*** Provided data ***

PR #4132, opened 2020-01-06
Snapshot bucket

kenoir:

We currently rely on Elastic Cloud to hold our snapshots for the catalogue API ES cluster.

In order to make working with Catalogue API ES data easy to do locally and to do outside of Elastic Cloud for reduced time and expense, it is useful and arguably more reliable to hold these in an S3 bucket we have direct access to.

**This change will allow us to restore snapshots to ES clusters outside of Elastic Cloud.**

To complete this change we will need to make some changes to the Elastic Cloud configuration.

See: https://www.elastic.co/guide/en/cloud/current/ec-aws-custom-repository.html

*** End of Provided data ***

* Problem *
Keeping every word in place, restate the entries above.

* Result for this task *
PR #4132, opened 2020-01-06
Snapshot bucket

kenoir:

We currently rely on Elastic Cloud to hold our snapshots for the catalogue API ES cluster.

In order to make working with Catalogue API ES data easy to do locally and to do outside of Elastic Cloud for reduced time and expense, it is useful and arguably more reliable to hold these in an S3 bucket we have direct access to.

**This change will allow us to restore snapshots to ES clusters outside of Elastic Cloud.**

To complete this change we will need to make some changes to the Elastic Cloud configuration.

See: https://www.elastic.co/guide/en/cloud/current/ec-aws-custom-repository.html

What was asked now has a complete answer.